Через несколько дней молодой человек появился снова. И все повторилось сначала.
Глеб стал приходить раз или два в неделю. Сначала Мариэтта делала вид, что не замечает его. Но потом она как бы случайно взглянула на него. Кадет улыбнулся ей, и она, засмущавшись, улыбнулась в ответ. В тот день он на прощание помахал ей рукой. У них начинало складываться общение, пусть и через стекло.
VIII
Война, куда так рвался Глеб, была лишена романтики. В отличие от штабных офицеров, те, кто был на линии фронта, видели ее уродливое лицо с огромной черной пастью, из которой смердело кровью и гнилью. Знали его и доктора, которые ежедневно принимали раненых и изувеченных, далеко не всех из которых удавалось спасти. Смерть, облезлой костлявой дворнягой, постоянно крутилась рядом.
Гуля проснулся рано. Резко потеплело. Стоял густой белый туман, как будто в воздух налили молока, словно в чай на английский манер. Врач вышел из лазарета на улицу и вздохнул полной грудью. Ему удалось поспать несколько часов. Новых поступлений раненых не было с вечера и остальным не требовалось экстренной помощи. Тяжелых уже отправили в тыл. Каждый вечер Гуля собирался написать домой, но обессиленный валился с ног. Получая Верочкины письма, он чувствовал себя негодяем потому, что не может отвечать ей так же часто. В тот день он решил, что непременно отдаст дань эпистолярному жанру. Если, конечно, не случится какого-нибудь боя на их направлении.
Гуле было почти тридцать лет. Он был высок и статен. Очки в роговой оправе и волосы на прямой пробор придавали ему важности. И по натуре Гуля был исключительно серьезен. Он никогда не был легкомысленным юношей, а со смертью матери в его глазах, невероятного цвета,навсегда застыл отпечаток трагической потери.
Вдруг вдалеке раздались вопли. В тумане ничего не было видно. Звуки усиливались. Наконец из молока выплыли два солдата, которые тащили третьего – довольно молодого бойца, корчащегося от боли. Гуля вздохнул. Вот и закончился перерыв. Без всякого боя. Ничего удивительного в этом не было, люди на войне гибли не только от ран, но и от болезней, начиная с дизентерии, заканчивая сыпным тифом и чахоткой.

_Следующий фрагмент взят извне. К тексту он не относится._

PR #126, opened 2026-05-13
feat(substrates): IAW A.1b — dispatch-listener flips to SessionHarness (refs cortex#113)

mellanon:
**Refs:** cortex#113 (IAW Phase A scope), cortex#125 (A.1 — `SessionHarness` interface + `ClaudeCodeHarness`)
**Branch:** `feat/i-102-dispatch-flip`

## Summary

Phase A.1b of the Internet of Agentic Work migration. Flips `dispatch-listener.ts` from calling `cc-session.ts` directly to dispatching through the `SessionHarness` abstraction landed in cortex#125. This is the cutover that makes the substrate-harness layer live end-to-end.

**Behaviour-preserving refactor.** The same four envelope types (`dispatch.task.started` / `completed` / `failed` / `aborted`) fire in the same order on the same subjects with the same payloads. Existing dispatch-listener tests pass unchanged. The runner is now substrate-agnostic at the code level — a future `BusPeerHarness` slots in by switching which harness `handleDispatchEnvelope` constructs per dispatch.

### `DispatchRequest` (`src/common/substrates/types.ts`)

Two changes from Echo's cortex#125 review:

1. **New optional `runtime: DispatchRuntime` field** carrying CC-specific knobs the listener used to thread into `CCSessionOpts` directly:
   - `cwd`, `allowedDirs`, `bashAllowlist`, `bashGuardDisabled`, `additionalArgs`, `groveChannel`, `groveNetwork`, `resumeSessionId`
   - All optional. Future non-CC harnesses silently ignore knobs they don't recognise.
2. **`persona` dropped to optional.** Today the runner already inlines persona content via the prompt-builder path before constructing the request, so the harness layer doesn't itself need to surface the persona file. Kept on the type as an optional provenance hint and forward door for substrates that DO inject persona at dispatch time.

### `ClaudeCodeHarness` (`src/substrates/claude-code/harness.ts`)

- `buildCCOpts` now reads `req.runtime` (absorbs the legacy listener mapping) and keeps env-kind context (`operator`, `entity`, `project`) as a fallback for adapters that still emit env-kind context blocks. Explicit `req.runtime` values win on conflict.

**Three Echo cortex#125 nits applied:**

- `harness.ts:164` — `readonly id = "claude-code" as const` for tighter inference in downstream `switch (harness.id)` exhaustiveness checks.
- `harness.ts:correlationFor` — one-time `console.warn` when a non-UUID `requestId` is silently rewritten. Latched on `warnedNonUuidRequestId` to avoid log flood under a misconfigured producer.
- `harness.ts:shutdown` — dropped the redundant `activeSessions.clear()` after the kill loop. Each dispatch's `finally` already removes its session from the set when `wait()` settles. The clear was a race waiting to happen against in-flight dispatches.

### `dispatch-listener.ts` (`src/runner/`)

- No longer imports `CCSession` or any dispatch-event constructor. Builds a `DispatchRequest` from the parsed payload, instantiates a per-dispatch `ClaudeCodeHarness`, and re-publishes every yielded envelope onto the bus.
- New private `buildDispatchRequest()` replaces the inline `buildCCOpts()` mapping.
- `CCSessionFactory` is re-exported as an alias of the harness's factory type — existing tests keep compiling unchanged.
- **Per-dispatch harness construction (Q7 lock-in).** Every received envelope spawns a fresh `ClaudeCodeHarness` instance. The harness is stateless beyond its in-flight session tracking; sharing across dispatches would couple `shutdown` semantics across unrelated work. Shared infrastructure (the CC factory) threads through via constructor opts.

## Tests

- 18 existing `dispatch-listener.test.ts` tests pass unchanged (no behavioural regression).
- 2 new listener tests cover edge cases introduced by the flip:
  - `agent_name` falls back to `agent_id` when omitted (new path through `DispatchRequest.agent.displayName`).
  - Bare payload (no runtime knobs) produces a minimal `CCSessionOpts` with every CC knob undefined.
- 3 new harness tests cover the new `runtime` surface:
  - `req.runtime` fields plumb correctly onto `CCSessionOpts`.
  - `req.runtime` + env-kind context coexist; both populate independent fields.
  - Persona-less request still dispatches successfully.
- Full repo test suite: 2545 pass, 1 skip, 0 fail (was 2540 before this PR).
- `bunx tsc --noEmit` clean.

## Test plan

- [x] `bun test src/common/substrates/ src/substrates/ src/runner/` — 0 failures
- [x] `bun test` (full repo) — 0 new failures
- [x] Existing dispatch-listener tests pass without modification (verifies behavioural parity)
- [x] New tests cover the flip's edge cases + the new `req.runtime` surface

## Anti-scope

Per the cortex#113 A.1b scope:

- `cc-session.ts` untouched — still the leaf primitive; `ClaudeCodeHarness` wraps it, `dispatch-listener` no longer imports it.
- `BusPeerHarness` not in this PR — separate follow-up (A.1c).
- `cortex.yaml` `stack:` block — A.5 work.
- Envelope schema changes — A.2/A.3 work.

recommend: merge

### DIFF
--- a/src/common/substrates/types.ts
+++ b/src/common/substrates/types.ts
@@ -195,6 +195,99 @@ export interface ToolCapability {
 }
 
 // ---------------------------------------------------------------------------
+// DispatchRuntime — optional substrate-runtime knobs
+// ---------------------------------------------------------------------------
+
+/**
+ * Optional substrate-runtime hints carried alongside the core dispatch
+ * inputs.
+ *
+ * These are *harness-internal* concerns (cwd, allowedDirs, bash allowlist,
+ * grove channel/network labels, resume tokens, extra CLI args) that the
+ * runner historically built directly into `CCSessionOpts` inside
+ * `dispatch-listener.ts` (A.1b folds that mapping in here). Putting them
+ * on the request keeps every future harness reading the same shape:
+ * CC-specific harnesses consume the CC-specific fields, future harnesses
+ * silently ignore knobs they don't understand.
+ *
+ * **Why optional everywhere.** Phase A.1b is a behaviour-preserving
+ * refactor: dispatch-listener supplies whatever the legacy payload
+ * carries, and the harness applies what it understands. Required fields
+ * would force every test, every future caller, and every other harness
+ * implementation to populate CC-specific knobs they don't care about.
+ *
+ * **What does NOT live here.** Tool ACLs (`tools`) stay on `DispatchRequest`
+ * top-level — every harness needs them and they're an explicit ACL surface.
+ * Persona content stays on the request top-level — it's the system prompt
+ * regardless of substrate. The fields here are the residual *runtime
+ * knobs* that historically traveled with the `CCSession` constructor but
+ * are NOT part of the conceptual dispatch contract.
+ *
+ * **Schema growth path.** Adding a new field here is a non-breaking
+ * change — all fields are optional and unknown fields are simply ignored
+ * by any harness that doesn't read them. A.3 / A.5 / B may introduce
+ * stack-aware fields (operator id, stack id, signing key hint) into this
+ * same block.
+ */
+export interface DispatchRuntime {
+  /**
+   * Working directory for the substrate process. Substrates that don't
+   * spawn child processes (`bus-peer`, `pi-dev`) MAY ignore this.
+   *
+   * Carried from the legacy `CCSessionOpts.cwd` — historically derived
+   * from `access.dirRestrictions[0]` or the agent's `claude.allowedDirs`
+   * config block.
+   */
+  cwd?: string;
+  /**
+   * Filesystem read/write allowlist. Substrates that enforce a
+   * filesystem boundary (CC's `--add-dir`) consume this; others ignore.
+   *
+   * Per Q1-α lock-in, these are substrate-native path strings. Cortex
+   * does NOT translate across substrates.
+   */
+  allowedDirs?: string[];
+  /**
+   * Bash guard allowlist config. CC's `bash-guard.hook.ts` reads this
+   * via the `GROVE_BASH_GUARD` env var and refuses any `Bash` tool
+   * invocation whose command doesn't match the allowlist. Future
+   * non-CC harnesses ignore this field.
+   */
+  bashAllowlist?: {
+    rules: Array<{ pattern: string; repos?: string[] }>;
+    repos: string[];
+  };
+  /**
+   * When `true`, disables the bash guard entirely. Used by operator DMs
+   * (the highest-privilege role) where the operator is trusted to run
+   * arbitrary commands. Future non-CC harnesses ignore.
+   */
+  bashGuardDisabled?: boolean;
+  /**
+   * Extra CLI args appended to the substrate's invocation. CC consumes
+   * these as `claude … <additional_args>`; other substrates may use
+   * them for their own CLI flag passthrough.
+   */
+  additionalArgs?: string[];
+  /**
+   * Grove channel/network labels stamped onto downstream events (for
+   * the dashboard's per-channel grouping). Carried via `GROVE_CHANNEL`
+   * / `GROVE_NETWORK` env vars on the CC child process; future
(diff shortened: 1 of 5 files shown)


mellanon (commented):
**Verdict: merge.** All five A.1 carry-overs land cleanly (`runtime` block, optional `persona`, `as const` id, warn-once non-UUID, dropped `activeSessions.clear()`), test coverage is real, behavioural parity at the envelope layer holds.

**Suggestions (non-blocking)**

1. **Behaviour-preserving claim has a footnote at the `CCSessionOpts` layer.** Old `buildCCOpts` set `opts.agentName` only when `payload.agent_name` was present. New path: `displayName: payload.agent_name ?? payload.agent_id` → `opts.agentName = req.agent.displayName`, so `agentName` is now ALWAYS populated (with `agent_id` as fallback). Envelopes are identical, but `GROVE_AGENT_NAME` env vars passed to the child process change for the empty-agent-name case (`undefined` → `"cortex"` literal). The new test at `dispatch-listener.test.ts:340` enshrines this. Defensible default, but the PR body promises "Existing dispatch-listener tests pass unchanged" — they do, but the *observed CC env var* drifts. Worth a line in the PR body / commit.

2. **`req.inactivityMs` is typed but unreachable from the bus path.** `DispatchRuntime` plus the harness's Q6 `min(timeoutMs, inactivityMs)` look ready for the wall-clock+inactivity split — but `DispatchTaskReceivedPayload` only carries `timeout_ms`. The Q6-collapse test at `harness.test.ts:233` covers the harness, the bus path can never trip it. Either add `inactivity_ms` to the payload now (one-liner) or note the asymmetry — otherwise a future maintainer who adds `payload.inactivity_ms` won't realise they're closing a gap that's already typed open.

**Nits**

1. **`bashAllowlist` / `bashGuardDisabled` are typed on `DispatchRuntime` but not on the payload.** Same shape as nit #2 above — reachable from in-process callers (legacy `dispatch-handler`), unreachable from the bus path. Either plumb them through `buildDispatchRequest` or call out the asymmetry in `DispatchRuntime`'s docstring ("future-facing — bus path mapping is A.5 work").

2. **Test name overstates coverage at `harness.test.ts:323`.** `"req.runtime takes precedence over env-kind context on conflict"` — the comment immediately admits "nothing overlaps directly" and the assertions are coexistence, not precedence. Rename to `"req.runtime and env context coexist"` or actually overlap a field (e.g. both blocks setting `groveChannel`).

3. **`warnedNonUuidRequestId` latch is per-instance, but instances are now per-dispatch.** The latch was meaningful in A.1 when the harness was conceptually long-lived; with Q7 per-dispatch construction, every bad dispatch creates a fresh instance and re-arms the warning. The "fires once per harness instance" comment at `harness.ts:391` is technically true and operationally meaningless on the bus path. Either drop the latch (let it warn per dispatch — the listener's `parsePayload` already rejects bad UUIDs upstream, so this code path is unreachable from the bus) or hoist the flag to module scope.

4. **`harness.ts:301 buildCCOpts` is 60+ lines doing four distinct mappings** (core, tools, timeouts, runtime, env-context). The §"Decision" doc-block in the middle is good. Consider splitting into `mapTools`, `mapTimeouts`, `mapRuntime`, `mapEnvContext` helpers for the next reader — purely a readability nit, no behaviour change asked.

**Verification**

| Check | Evidence |
|---|---|
| Listener no longer imports `cc-session` | `dispatch-listener.ts:59-73` — imports only `harness` |
| Per-dispatch harness (Q7) | `dispatch-listener.ts:366` — `new ClaudeCodeHarness(...)` inside `handleDispatchEnvelope` |
| `as const` id | `harness.ts:164` |
| Warn-once non-UUID | `harness.ts:389-394` |
| `activeSessions.clear()` removed | `harness.ts:266-278` — kill loop only |
| Persona optional | `types.ts:336` (`persona?:`) + `harness.test.ts:353` |
| `runtime` block | `types.ts:435` + `harness.ts:335-345` |
| Test parity | 44/44 pass locally (`dispatch-listener` + `harness`), tsc clean |
| CI | Compass governance validators ✓ |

Солдаты затащили парня в лазарет и ушли.
Наконец Гуле удалось рассмотреть воющего пациента. Тощему парнишке было едва за двадцать. У него были рыжие кучерявые волосы и нос с горбинкой. На его худой руке заметно выпирала опухоль.
Гуля тщательно осмотрел образование и отправил медсестру за перевязочным материалом.
– Что же вы, молодой человек, дезертировать задумали? Это ведь парафин под кожей, насколько я могу судить. Сейчас мы опухоль вскроем, и все станет совсем уж очевидно.
Солдатик оторопел и даже прекратил стонать.
– Умоляю, батюшка, не губи! У меня мамка старая. Ежели убьют меня, так и ей верная смерть. Мне б домой…
– А отец?
– Он матушку бросил. Живет с молодухой.
Гуля так не кстати вспомнил своего отца.